Should I really avoid OVH for production app? - benishak
All the reviews on the internet about OVH are really bad suggesting to avoid them, a lot of people complains about bad support, but also some said it is scam, or network is really bad and hardwares are very bad quality. Some people said that OVH will take the server offline for non reason claming is being hacked or something. The reviews are really bad 2&#x2F;10 and worse.
I used OVH before in the late 2007-2009 and they were fine, even support was acceptable. Did they become bad now ? I actually don&#x27;t care about support but network and hardwares and a fast response on support if the server is down due to hardware failures or networks issue.
======
aminozuur
OVH is one of the largest VPS companies on the planet, they didn't get there
if they sucked as bad as you make them out to be. I recently switched over to
a OVH VPS (just $3.5/month) for 1 project (I usually use Digital Ocean)
because OVH has excellent DDoS mitigation (while that is non existent at DO).

OVH's website looks ugly, if you are used to DO's beautiful interface, but
they are good. I tested their DDoS protection and is is second to none.

------
lnalx
I'm an OVH customer for 5 years, at the beginning all was very great, no
problems at all. After several years I switched to Kimsufi (their cheap
dedicated server) but it was a mess: Never had a day without a disk failure or
good response time. I quit for 2 years (for Online.net) and I've recently
bought a VPS for production usage and after some hours problems came again...
It's incredible! I cross the fingers for the future but I'll not switch all my
servers in their datacenters.

As a french, I'm proud of OVH as a french company but they favor service
quantity over service quality and that's a shame.

------
hackerboos
I used to get frequent downtime from them when I used dedicated machines,
about 4 hours a month. These days I use their VPS for staging environments and
gitlab-agents.

I don't use them for gitlab or production because they do not meet the
uptime/response time standards I require (300ms pings from Toronto to their
Montreal datacentre).

They are cheaper but if the above is more important than raw power then I'd go
elsewhere.

Edit: I haven't used their Public cloud offering yet, that might have improved
performance over their dedicated boxes and cheap VPS.

------
zerognowl
OVH are a catch all solution for hosting, and spread themselves very thin,
similar to GoDaddy who try to do everything-all-at-once That's not to say I
don't like OVH, but if it's a VPS then my default reply is Digital Ocean who
happen to _specialize_ in this area. From my experience, OVH support is fast
and reliable. OVH's unique selling point is their selection of domains.
(They're the only company I know who can sell rare ccTLD at an affordable
price).

------
rngesus
I've used OVH for more than three years professionally for both production and
development applications without any issues or problems.
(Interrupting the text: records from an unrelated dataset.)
PR #2909, opened 2024-07-30
Default to using fully_determined when possible in initialization

ChrisRackauckas:
This should give better error messages


ChrisRackauckas:
I'm not sure this is legal in general. Counting the number of equations does not actually give if fully determined since there might be trivial equations, and the tests suggest that's not too uncommon for initializations? @YingboMa opinion?

AayushSabharwal:
What if we make it so that passing `fully_determined = missing` will `try-catch` the consistency check and take the appropriate code path?

YingboMa (commented):
This is not correct in general. You should check if the DAE system has finite index.

ChrisRackauckas:
The DAE system would have to already be structurally simplified at this point, so it should be index 1 or have errored already?

PR #2911, opened 2024-07-31
Support more of the SciMLBase events API

BenChung:
## Checklist

## Additional context

This extends `SymbolicContinuousCallback` to support the `affect_neg` and `rootfind` mechanisms provided by the underlying SciMLBase callback API. In particular, the semantics of `affect_neg` are mirrored into the symbolic domain (same as affect by default; disabled if `nothing`, and usable as either the equation or `FunctionalAffect` interface). The implementation of `rootfind` is somewhat more cursed; we cannot generate a single `VectorContinuousCallback` for different `rootfind` options, so instead generate several using the `rootfind` value as an equivalence class and then sort the resulting callbacks in order of `rootfind`. The alternative approach would be to generate a `CallbackSet` if the order violated the order of `VectorContinousCallbacks` (e.g. if we had a left then right then left rootfind selection), but this comes with a performance penalty. As a result, we have a choice between impacting performance and odd semantics; I'd appreciate feedback on what the right choice is here.

### DIFF
--- a/src/systems/callbacks.jl
+++ b/src/systems/callbacks.jl
@@ -84,11 +84,11 @@ as well as the positive-edge `affect` and negative-edge `affect_neg` that apply 
 By default `affect_neg = affect`; to only get rising edges specify `affect_neg = nothing`.
 
 Assume without loss of generality that the equation is of the form `c(u,p,t) ~ 0`; we denote the integrator state as `i.u`. 
-For simplicty, we define `prev_sign = sign(c(u[t-1], p[t-1], t-1))` and `cur_sign = sign(c(u[t], p[t], t))`.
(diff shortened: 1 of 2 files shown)


BenChung:
Stuff that I want to do for this commit:

* [ ] Fully check compliance with the style guide. 
* [ ] Extend the narrative documentation that exploits the affect_neg and rootfinding side functionality
* [ ] Write more extensive docstrings for the relevant methods & expose this into the public facing documentation.

BenChung:
I'm going to put of writing more extensive docstrings until after the API reference gets generated.

ChrisRackauckas (approved):

PR #2914, opened 2024-07-31
Detect cases where there's fewer brownians than equations, but noise still 'diagonal'

MasonProtter:
## Checklist

## Additional context

Followup to #2882 and #2886

### DIFF
--- a/test/sdesystem.jl
+++ b/test/sdesystem.jl
@@ -725,12 +725,12 @@ end
 
 @testset "Non-diagonal noise check" begin
     @parameters σ ρ β
-    @variables x(t) y(t) z(t)
+    @variables x(tt) y(tt) z(tt)
     @brownian a b c
     eqs = [D(x) ~ σ * (y - x) + 0.1a * x + 0.1b * y,
         D(y) ~ x * (ρ - z) - y + 0.1b * y,
         D(z) ~ x * y - β * z + 0.1c * z]
-    @mtkbuild de = System(eqs, t)
+    @mtkbuild de = System(eqs, tt)
 
     u0map = [
         x => 1.0,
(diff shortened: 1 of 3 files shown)


test/sdesystem.jl
```diff
@@ -746,5 +746,32 @@ end
...
+
+    parammap = [
+        σ => 10.0,
+        β => 26.0,
+        ρ => 2.33
+    ]
+
+    prob = SDEProblem(de, u0map, (0.0, 100.0), parammap)
+    @test solve(prob, SOSRI()).retcode == ReturnCode.Success
+end
```
MasonProtter, line 777: Tested this example and it failed before this PR.

ChrisRackauckas (approved):

MasonProtter:
The downstream failure in Catalyst is caused by this, not entirely sure why it failed though it 's a bit weird. I'll try a more explicit version of the check for whether the noise is diagonal.

MasonProtter:
Okay, I think I figured out the problem, I was iterating over the axes of the noise equations in the wrong order, effectively looking at the transpose of the noise equations.

This bug was masked in the test suite, but it reared its head in the Catalyst tests because it creates some reaction systems where the noise matrix is of the form
```julia
[a 0 0 0 e 0 0 0
 0 b 0 0 0 f 0 0
 0 0 c 0 0 0 g 0
 0 0 0 d 0 0 0 h]
```
and since I was iterating over the transpose of that, I was mistakenly detecting it as diagonal noise.

Should be fixed now, and I'd updated the non-diagonal noise test to watch for this case.

MasonProtter:
Hm, so now the failing Catalyst test is happening because Catalyst does this:
```julia
    p_matrix = zeros(length(get_unknowns(sde_sys)), numreactions(rs))
    return SDEProblem(sde_sys, u0map, tspan, pmap, args...; check_length,
        noise_rate_prototype = p_matrix, kwargs...)
```
in https://github.com/SciML/Catalyst.jl/blob/v14.1.0/src/reactionsystem_conversions.jl#L767. What this ends up doing is hard-coding into the SDEProblem that the noise is going to be a matrix, rather than diagonal, but that interacts badly with  the change added in https://github.com/SciML/ModelingToolkit.jl/pull/2886, which will unconditionally make `g` assume the noise matrix is a vector, regardless of what the user is doing with the noise equations.

I've removed that change from #2886 and things seems to work now, we'll see how this test-run goes.

isaacsas:
If calling SDEProblem on an SDESystem now infers the prototype optimally we could drop that in Catalyst.

isaacsas:
By drop I just mean we won’t pass a prototype.

MasonProtter:
Yeah, dropping that would be be good because some cases in Catalyst would then get a performance boost, but it's also important that we not break code that *does* assume a specific form of the prototype like that, so I think the change I made is still necessary (though perhaps I misunderstood something, and @AayushSabharwal can chime in).

MasonProtter:
@ChrisRackauckas can you merge this?

PR #2919, opened 2024-08-02
Error hint on Num in boolean context

baggepinnen:
Use of a symbolic expression in a boolean context is a rather common user mistake, this PR adds a hint with possible fixes
image


ChrisRackauckas:
This is the wrong repository. It's effectively piracy here. It should be in Symbolics.jl

PR #2922, opened 2024-08-03
Improved FunctionalAffect alternative

BenChung:
## Checklist

## Additional context

This introduces `MutatingFunctionalAffect` (better name suggestions much appreciated) which presents a higher level interface when compared to FunctionalAffect. In particular, it decouples the inputs and outputs to the affect from the precise problem structure post-simplification.

This isn't quite complete yet; I need to implement it marking unknowns mutating by affects irreducible so that they're always there come runtime. Close, however.


BenChung:
I'm increasingly happy with this implementation; the main caveat to that statement is that the use of ComponentArrays for MutatingFunctionalAffects means that the values passed in and out are homogenously typed (that is they're all float64s, which is not great).

src/systems/callbacks.jl
```diff
@@ -749,7 +977,144 @@ function compile_user_affect(affect::FunctionalAffect, cb, sys, dvs, ps; kwargs.
...
+        function (integ)
+            # update the to-be-mutated values; this ensures that if you do a no-op then nothing happens
+            modvals = mod_og_val_fun(integ.u, integ.p..., integ.t)
+            upd_component_array = NamedTuple{mod_names}(modvals)
+
+            # update the observed values
+            obs_component_array = NamedTuple{obs_sym_tuple}(obs_fun(integ.u, integ.p..., integ.t))
+
+            # let the user do their thing
+            modvals = if applicable(user_affect, upd_component_array, obs_component_array, ctx, integ)
```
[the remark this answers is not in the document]
BenChung: I think that applicable and hasmethod are essentially identical modulo hasmethod makes you write out the type. I don't think that (in inferrable code, for which I haven't checked this yet) there should be a lot of difference performance-wise; hasmethod is more general but somewhat more annoying to use.

src/systems/callbacks.jl
```diff
@@ -73,6 +71,112 @@ function namespace_affect(affect::FunctionalAffect, s)
...
+    obs_vals = join(map((ob,nm) -> "$ob => $nm", mfa.obs, mfa.obs_syms), ", ")
+    mod_vals = join(map((md,nm) -> "$md => $nm", mfa.modified, mfa.mod_syms), ", ")
+    affect = mfa.f
+    print(io, "MutatingFunctionalAffect(observed: [$obs_vals], modified: [$mod_vals], affect:$affect)")
+end
+func(f::MutatingFunctionalAffect) = f.f
+context(a::MutatingFunctionalAffect) = a.ctx
+observed(a::MutatingFunctionalAffect) = a.obs
+observed_syms(a::MutatingFunctionalAffect) = a.obs_syms
+discretes(a::MutatingFunctionalAffect) = filter(ModelingToolkit.isparameter, a.modified)
```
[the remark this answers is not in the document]
BenChung: It is not at the present (we would need to have the writeback happen into the initialization system), and my detection of that is sub-par. I'll see about fixing that.

Project.toml
```diff
@@ -9,6 +9,7 @@ ArrayInterface = "4fba245c-0d91-5ea0-9b3e-6abc04ee57a9"
 BlockArrays = "8e7c35d0-a365-5155-bbbb-fb81a777f24e"
 Combinatorics = "861a8166-3701-5b0c-9a16-15d98fcdc6aa"
 Compat = "34da2185-b29b-5c13-b0c7-acf172513d20"
+ComponentArrays = "b0b7db55-cfe3-40fc-9ded-d10e2dbeff66"
```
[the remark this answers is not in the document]
BenChung: Can be removed now that I've switched to tuples, sorry about that.

AayushSabharwal:
This looks like a rebase gone wrong 😅

BenChung:
Yep, alas. I'll fix it with a force push

docs/src/basics/Events.md
```diff
@@ -378,3 +378,201 @@ sol.ps[c] # sol[c] will error, since `c` is not a timeseries value
...
+            @set! x.hA = x.qA
+            @set! x.hB = o.qB
+            @set! x.qA = 0
+            @set! x.cnt += decoder(x.hA, x.hB, x.qA, o.qB)
+            x
+        end)
+```
+
+The other way we can implement a sensor is by changing the root find.
+Normally, we use left root finding; the affect will be invoked instantaneously before
```
baggepinnen, line 564:
```suggestion
Normally, we use left root finding; the affect will be invoked instantaneously _before_
```

docs/src/basics/Events.md
```diff
@@ -378,3 +378,201 @@ sol.ps[c] # sol[c] will error, since `c` is not a timeseries value
...
 
 It can be seen that the timeseries for `c` is not saved.
+
+
+## [(Experimental) Imperative affects](@id imp_affects)
+The `ImperativeAffect` can be used as an alternative to the aforementioned functional affect form. Note
+that `ImperativeAffect` is still experimental; to emphasize this, we do not export it and it should be
+included as `ModelingToolkit.ImperativeAffect`. It abstracts over how values are written back to the 
+system, simplifying the definitions and (in the future) allowing assignments back to observed values
+by solving the nonlinear reinitialization problem afterwards.
```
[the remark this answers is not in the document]
ChrisRackauckas: Indeed it's not always possible to invert such functions.

docs/src/basics/Events.md
```diff
@@ -378,3 +378,201 @@ sol.ps[c] # sol[c] will error, since `c` is not a timeseries value
...
+Bang-bang control of a heater connected to a leaky plant requires hysteresis in order to prevent control oscillation.
+
+```@example events 
+@variables temp(t)
+params = @parameters furnace_on_threshold=0.5 furnace_off_threshold=0.7 furnace_power=1.0 leakage=0.1 furnace_on(t)::Bool=false
+eqs = [
+    D(temp) ~ furnace_on * furnace_power - temp^2 * leakage
+]
+```
+Our plant is simple. We have a heater that's turned on and off by the clocked parameter `furnace_on`
```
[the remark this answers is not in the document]
ChrisRackauckas: yes

docs/src/basics/Events.md
```diff
@@ -378,3 +378,220 @@ sol.ps[c] # sol[c] will error, since `c` is not a timeseries value
...
+
+We need a controller with hysteresis to control the plant. We wish the furnace to turn on when the temperature
+is below `furnace_on_threshold` and off when above `furnace_off_threshold`, while maintaining its current state
+in between. To do this, we create two continuous callbacks:
+
+```@example events
+using Setfield
+furnace_disable = ModelingToolkit.SymbolicContinuousCallback(
+    [temp ~ furnace_off_threshold],
+    ModelingToolkit.ImperativeAffect(modified = (; furnace_on)) do x, o, i, c
```
ChrisRackauckas, line 419: can we use more explicit canonical naming of the args?

docs/src/basics/Events.md
```diff
@@ -378,3 +378,220 @@ sol.ps[c] # sol[c] will error, since `c` is not a timeseries value
...
+evaluate this before calling our function to fill out all of the numerical values, then apply them back to the system
+once our affect function returns. Furthermore, it will check that it is possible to do this assignment.
+
+The function given to `ImperativeAffect` needs to have one of four signatures, checked in this order:
+
+  - `f(modified::NamedTuple, observed::NamedTuple, ctx, integrator)::NamedTuple` if the function needs the low-level integrator,
+  - `f(modified::NamedTuple, observed::NamedTuple, ctx)::NamedTuple` if the function needs the user-defined context,
+  - `f(modified::NamedTuple, observed::NamedTuple)::NamedTuple` if the function also reads observed values from the system,
+  - `f(modified::NamedTuple)::NamedTuple` if the function only writes values (unknowns or parameters) to the system.
+    The `do` block in the example implicitly constructs said function inline. For exposition, we use the full version (e.g. `x, o, i, c`) but this could be simplified to merely `x`.
```
ChrisRackauckas, line 463: Just simplify it down to one? This seems overly complicated.

src/systems/diffeqs/odesystem.jl
```diff
@@ -419,7 +443,8 @@ function build_explicit_observed_function(sys, ts;
         return_inplace = false,
         param_only = false,
         op = Operator,
-        throw = true)
+        throw = true,
+        array_type = :array)
```
ChrisRackauckas, line 447: it should be a type not a symbol?

src/systems/callbacks.jl
```diff
@@ -73,6 +71,116 @@ function namespace_affect(affect::FunctionalAffect, s)
         context(affect))
 end
 
+"""
```
ChrisRackauckas, line 74: move this to its own file?

src/systems/callbacks.jl
```diff
@@ -123,17 +256,79 @@ make_affect(affect::NamedTuple) = FunctionalAffect(; affect...)
 
 function Base.:(==)(e1::SymbolicContinuousCallback, e2::SymbolicContinuousCallback)
     isequal(e1.eqs, e2.eqs) && isequal(e1.affect, e2.affect) &&
+        isequal(e1.initialize, e2.initialize) && isequal(e1.finalize, e2.finalize) &&
         isequal(e1.affect_neg, e2.affect_neg) && isequal(e1.rootfind, e2.rootfind)
 end
 Base.isempty(cb::SymbolicContinuousCallback) = isempty(cb.eqs)
 function Base.hash(cb::SymbolicContinuousCallback, s::UInt)
```
ChrisRackauckas, line 263: this is an unrelated change? Can we split this to a separate PR and merge it? It's much easier to review things that are one idea.

src/systems/callbacks.jl
```diff
@@ -749,7 +1002,165 @@ function compile_user_affect(affect::FunctionalAffect, cb, sys, dvs, ps; kwargs.
...
+            elseif applicable(user_affect, upd_component_array, obs_component_array, ctx)
+                user_affect(upd_component_array, obs_component_array, ctx)
+            elseif applicable(user_affect, upd_component_array, obs_component_array)
+                user_affect(upd_component_array, obs_component_array)
+            elseif applicable(user_affect, upd_component_array)
+                user_affect(upd_component_array)
+            else
+                @error "User affect function $user_affect needs to implement one of the supported ImperativeAffect callback forms; see the ImperativeAffect docstring for more details"
+                user_affect(upd_component_array, obs_component_array, integ, ctx) # this WILL error but it'll give a more sensible message
+            end
```
ChrisRackauckas, line 1150: Yeah very over complicated. Just simplify the interface.

BenChung: Would you suggest all four, all the time?

baggepinnen: > Would you suggest all four, all the time?

I see no downside with having them all. it makes it easier to read the docs since there is only one way to do it

ChrisRackauckas:
Rebase.

src/systems/diffeqs/odesystem.jl
```diff
@@ -564,12 +589,12 @@ function build_explicit_observed_function(sys, ts;
         oop_mtkp_wrapper = mtkparams_wrapper
     end
 
+    output_expr = isscalar ? ts[1] :
+                  (array_type <: Vector ? MakeArray(ts, output_type) : MakeTuple(ts))
```
baggepinnen, line 593: If I pass `StaticVector{Float64, 3}` here, I still get a `Vector` right? Seems slightly confusing, although the docstring is rather clear on what options are available. 

There is an option to get static arrays out
https://github.com/JuliaSymbolics/Symbolics.jl/blob/10a61ee505038f4faaf9e1edbcda1caeed8d4cc7/src/build_function.jl#L285
which I've often used for nice performance improvements in MPC and state estimation

BenChung:
@ChrisRackauckas In terms of simplification, what'd be your thoughts on how to trim this down in that case?

src/systems/diffeqs/odesystem.jl
ChrisRackauckas: Yes it would make sense to do the same thing here.

ChrisRackauckas:
It's just hard to review because there's multiple things going on here. There's an extension to SymbolicContinuousCallback, there's changing options in `build_explicit_observed_function`, and there's ImperativeAffect callback. So it's effectively 3 PRs at once. I think the current merge blocker would be the arguments in `build_explicit_observed_function` vs `build_function`.

Also, since the ImperativeAffect is marked as experimental, it should all be isolated to a file so that if it's removed it can be done cleanly. It seems like there are utils for ImperativeAffect that are mixed in with the other callbacks?

src/systems/callbacks.jl
```diff
@@ -927,8 +915,41 @@ function generate_vector_rootfinding_callback(
             end
         end
     end
-    initialize = handle_optional_setup_fn(
-        map(fn -> fn.initialize, affect_functions), SciMLBase.INITIALIZE_DEFAULT)
+    initialize = nothing
+    if has_index_cache(sys) && (ic = get_index_cache(sys)) !== nothing
+        initialize = handle_optional_setup_fn(
+            map(
+                (cb, fn) -> begin
```
baggepinnen, line 922:
```suggestion
                function (cb, fn) 
```
anonymous functions can be written this way as well, which maybe looks slightly

src/systems/callbacks.jl
```diff
@@ -88,17 +90,26 @@ By default `affect_neg = affect`; to only get rising edges specify `affect_neg =
...
 guaranteed to be triggered.
 
 Once detected the integrator will "wind back" through a root-finding process to identify the point when the condition became active; the method used 
-is specified by `rootfind` from [`SciMLBase.RootfindOpt`](@ref). Multiple callbacks in the same system with different `rootfind` operations will be resolved 
-into separate VectorContinuousCallbacks in the enumeration order of `SciMLBase.RootfindOpt`, which may cause some callbacks to not fire if several become
-active at the same instant. See the `SciMLBase` documentation for more information on the semantic rules.
-
-The positive edge `affect` will be triggered iff an edge is detected and if `prev_sign < 0`; similarly, `affect_neg` will be
-triggered iff an edge is detected `prev_sign > 0`. 
+is specified by `rootfind` from [`SciMLBase.RootfindOpt`](@ref). If we denote the time when the condition becomes active as `tc``,
```
AayushSabharwal, line 101:
```suggestion
is specified by `rootfind` from [`SciMLBase.RootfindOpt`](@ref). If we denote the time when the condition becomes active as `tc`,
```

AayushSabharwal (approved):
Just a minor doc thing I found

ChrisRackauckas (approved):

PR #2923, opened 2024-08-04
Reorganizing tutorials

ArnoStrouwen:
The tutorial list has become very unwieldy.

This PR gives a starting point to discuss further splitting them into groups.

I also do not understand the difference with some pages in the examples section.
Why is initializing an ODE a tutorial, but lowering the order of an ODE an example?


ChrisRackauckas:
> Why is initializing an ODE a tutorial

It describes the initialization features

> lowering the order of an ODE an example

It's just a quick example that we support higher order ODEs. It doesn't explain much about the features.

cstjean:
As a beginner who went through the documentation in the past few weeks... Consolidating the basics into a few tutorials would be very helpful.

Issue #2905, opened 2024-07-29
Optimizing a control signal


cstjean:
(from https://discourse.julialang.org/t/sciml-optimizing-a-control-signal/117504 and https://discourse.julialang.org/t/solving-ode-parameters-using-experimental-data-with-control-inputs/66614/20; apologies if this isn't using quite the right MTK jargon, I'm new at this)

Suppose I’ve got a differential equation that takes some forcing / control signal as input defined as a `DataInterpolation.LinearInterpolation(u, t)` (similar to the [tutorial example](https://docs.sciml.ai/ModelingToolkit/dev/tutorials/ode_modeling/#Specifying-a-time-variable-forcing-function)). I’d like to find the `u` vector which minimizes some loss function. How should I do that with ModelingToolkit?

- I can pass the individual `u1`, `u2`, `u3` as parameters, then call `LinearInterpolation([u1,u2,u3], t)`. That doesn’t look very practical, but maybe I can create many parameters in a comprehension?
- I believe that I can pass non-numerical values (like Vector, or LinearInterpolation objects) as parameters, by specifying their type somehow. I can’t find the documentation anymore, but is that how it’s done?
- [DiffEqFlux.jl](https://juliahub.com/ui/Packages/General/DiffEqFlux)?

On top of that, we would like to be able to specify a control signal that depends on the value of the dependent variables. I.e. as temperature rises above 80°C, reduce the heat source. I believe this kind of thing can be done with optimal control / model-predictive-control but for our problem we are interested in a reinforcement learning solution. 

In theory we could run it as 

1. Solve ODEProblem from initial state S0, from `t=0` to `t=1` with parameter HEAT=H0, yielding final temperature T1
2. Decide new heat level H1 based on temperature T1
3. Solve ODEProblem from initial state S1, from `t=1` to `t=2` with parameter HEAT=H1, yielding final temperature T2
4. ...

But I was wondering if there was a nicer interface for this kind of setup. I'd really just like to be able to pass an arbitrary function / functor `f`  in the `ODEProblem` constructor.

Related: https://github.com/SciML/ModelingToolkitStandardLibrary.jl/issues/123

ChrisRackauckas:
@baggepinnen has some things to point to. You wouldn't want to just fit the interpolation since you have a lot of sparsity in time to exploit.

baggepinnen:
We don't have much that is open source unfortunately.

[...]

PR #2926, opened 2024-08-05
add an example to IO docs

baggepinnen:


cstjean:
Thank you for the example! I'll confess that I'm still confused. I came here looking for solutions to #2905 (i.e. general black box `u = some_arbitrary_f(current_state)` control). From my understanding, https://docs.sciml.ai/ModelingToolkit/dev/basics/Events/#Discrete-events-support (and https://docs.sciml.ai/DiffEqDocs/stable/features/callback_functions/#Example-2:-A-Control-Problem) looks like the best solution out there. I was trying my best to see if `generate_control_function` would be useful, and my rough impression from reading the docs it's that it's kinda meant for "continuous control" (classical control theory problems, I guess?) This isn't what I want, I think, but it's still interesting. However, while I see that you can pass an `u` to `f` above, and it returns "the dynamics of the system", how would you use that to achieve control?

cstjean:
> Like here
https://help.juliahub.com/juliasimcontrol/dev/examples/mtk_control/#State-feedback-using-ModelingToolkit

My background is reinforcement learning, I struggle to read through the documentation on control topics. I think I'm just out of my depth here, so I'll refrain from further comments. Thank you for the link.

> What exactly is it that you want?

In plain Julia, it'd be something like:

```julia
control_setpoint(x) = maximum(u->Q_value(x, u), [10,15,20,25])  # choose the setpoint which has highest Q value

integral = x = 0.0
for t in 0:10
	u = control_setpoint(x)   # assumed to be constant for that timestep
	x = g(x, u, t)       # arbitrary non-linear state dynamic
	integral += some_f(x)     # Riemann sum
end

# learn a Q_value function to maximize `integral`
```
I've been looking for how to express the `u = control_setpoint(x)` line in ModelingToolkit. Discrete events look like a valid way to do it.

I don't want to derail this further, thank you again for providing an example in this PR.

baggepinnen:
Your example is completely in discrete time, including the dynamics, while `generate_control_function` is for continuous time systems. 

Hybrid continuous-discrete systems are not yet fully supported in MTK (as described [here](https://discourse.julialang.org/t/how-to-implement-similar-functionality-as-in-simulink-simscape-by-modelingtoolkitstandardlibrary-jl/106597/15?u=baggepinnen)), so you cannot implement a discrete-time controller in any convenient way yet. 

Furthermore, MTK will not give any guarantees of what `x` actually is, it can change between versions of MTK. You thus always have to implement feedback (`u = control_setpoint(x)`) in terms of variables you specify yourself rather than the state.

cstjean:
In my real example, the state is continuous and changes quickly (minutes), while my setpoints (my control signal `u`) ought to stay put for hours. If I use discrete events to change the setpoints, and I specify those setpoints as [`d_discontinuities`](https://docs.sciml.ai/DiffEqDocs/stable/basics/common_solver_opts/), won't it work?

ChrisRackauckas (approved):

ChrisRackauckas:
@thazhemadam how could the formatter fail after taking its suggestions? Different versions? 😅

PR #2929, opened 2024-08-06
fix: several MTKParameters fixes

AayushSabharwal:
These are mainly centered around enabling AD.

Do not merge without approval from @DhairyaLGandhi


ChrisRackauckas:
What's the state of this one?

ChrisRackauckas (approved):

PR #2931, opened 2024-08-06
update JumpSystem for auto-alg support

isaacsas:
This enables `JumpProblem(::JumpSystem, ::DiscreteProblem)`, i.e. eliminating the requirement to pass an aggregator, and using the new auto-alg in JumpProcesses.


isaacsas:
@ChrisRackauckas I think this is good to go. (And it would be great for finishing this off in Catalyst if there can be a MTK release with it once merged.) Thanks!

isaacsas:
Strike that, this needs a tweak to ensure it generates dependency graphs when appropriate.

isaacsas:
Ok, now this should be good to go.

Their customer support is indeed quite ever so lacking, but you generally
never need them unless you run into a issue with the hardware, or the network.

------
Axsuul
I have a dedi from SYS, a reseller of OVH with 32 GB RAM for about $50/month.
It's a great value for what you can get and haven't really had an significant
issues for the past 2 years that we've had it.

------
ancymon
I heard an advice that it's best to pay them on monthly basis. In that case
when you encounter hardware problem you just buy a new VPS instead of dealing
with support.

------
pravula
I was going to ask something similar and was surprised to find a thread. I
have been trying to signup for an account and get a vps for 2 days now. Wow,
what a horrible website.